PR #339, opened 2019-08-22
Added utility func to compute cert expiry.

banaag:
Addresses #93

### DIFF
--- a/packager/util/util.go
+++ b/packager/util/util.go
@@ -78,14 +78,17 @@ func hasCanSignHttpExchangesExtension(cert *x509.Certificate) bool {
 
 // Returns the Duration of time before cert expires with given deadline.
 // Note that the certExpiryDeadline should be the expected SXG expiration time.
-// Returns -1 if cert is already expired. This will be used to periodically check if cert
+// Returns 0 if cert is already expired. This will be used to periodically check if cert
 // is still within validity range.
 func GetDurationToExpiry(cert *x509.Certificate, certExpiryDeadline time.Time) (time.Duration, error) {
-	if cert.NotBefore.After(certExpiryDeadline) || cert.NotAfter.Before(certExpiryDeadline) {
-		return time.Duration(-1), errors.New("Certificate has invalid duration")
+	if cert.NotBefore.After(certExpiryDeadline) {
+		return 0, errors.New("Certificate is future-dated")
+	}
+	if cert.NotAfter.Before(certExpiryDeadline) {
+		return 0, errors.New("Certificate is expired")
 	}
 
-	return cert.NotAfter.Sub(certExpiryDeadline), nil;
+	return cert.NotAfter.Sub(certExpiryDeadline), nil
 }
 
 // CanSignHttpExchanges returns nil if the given certificate has the
--- a/packager/util/util.go
+++ b/packager/util/util.go
@@ -78,7 +78,7 @@ func hasCanSignHttpExchangesExtension(cert *x509.Certificate) bool {
 
 // Returns the Duration of time before cert expires with given deadline.
 // Note that the certExpiryDeadline should be the expected SXG expiration time.
-// Returns 0 if cert is already expired. This will be used to periodically check if cert
+// Returns error if cert is already expired. This will be used to periodically check if cert
 // is still within validity range.
 func GetDurationToExpiry(cert *x509.Certificate, certExpiryDeadline time.Time) (time.Duration, error) {
 	if cert.NotBefore.After(certExpiryDeadline) {
--- a/packager/util/util.go
+++ b/packager/util/util.go
@@ -77,6 +77,7 @@ func hasCanSignHttpExchangesExtension(cert *x509.Certificate) bool {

☆ ☆ ☆ ☆

● PROBLEM DESCRIPTION: All the data must be duplicated exactly, with nothing added or removed.

● WRITTEN SOLUTION:
PR #339, opened 2019-08-22
Added utility func to compute cert expiry.

banaag:
Addresses #93

### DIFF
--- a/packager/util/util.go
+++ b/packager/util/util.go
@@ -78,14 +78,17 @@ func hasCanSignHttpExchangesExtension(cert *x509.Certificate) bool {
 
 // Returns the Duration of time before cert expires with given deadline.
 // Note that the certExpiryDeadline should be the expected SXG expiration time.
-// Returns -1 if cert is already expired. This will be used to periodically check if cert
+// Returns 0 if cert is already expired. This will be used to periodically check if cert
 // is still within validity range.
 func GetDurationToExpiry(cert *x509.Certificate, certExpiryDeadline time.Time) (time.Duration, error) {
-	if cert.NotBefore.After(certExpiryDeadline) || cert.NotAfter.Before(certExpiryDeadline) {
-		return time.Duration(-1), errors.New("Certificate has invalid duration")
+	if cert.NotBefore.After(certExpiryDeadline) {
+		return 0, errors.New("Certificate is future-dated")
+	}
+	if cert.NotAfter.Before(certExpiryDeadline) {
+		return 0, errors.New("Certificate is expired")
 	}
 
-	return cert.NotAfter.Sub(certExpiryDeadline), nil;
+	return cert.NotAfter.Sub(certExpiryDeadline), nil
 }
 
 // CanSignHttpExchanges returns nil if the given certificate has the
--- a/packager/util/util.go
+++ b/packager/util/util.go
@@ -78,7 +78,7 @@ func hasCanSignHttpExchangesExtension(cert *x509.Certificate) bool {
 
 // Returns the Duration of time before cert expires with given deadline.
 // Note that the certExpiryDeadline should be the expected SXG expiration time.
-// Returns 0 if cert is already expired. This will be used to periodically check if cert
+// Returns error if cert is already expired. This will be used to periodically check if cert
 // is still within validity range.
 func GetDurationToExpiry(cert *x509.Certificate, certExpiryDeadline time.Time) (time.Duration, error) {
 	if cert.NotBefore.After(certExpiryDeadline) {
--- a/packager/util/util.go
+++ b/packager/util/util.go
@@ -77,6 +77,7 @@ func hasCanSignHttpExchangesExtension(cert *x509.Certificate) bool {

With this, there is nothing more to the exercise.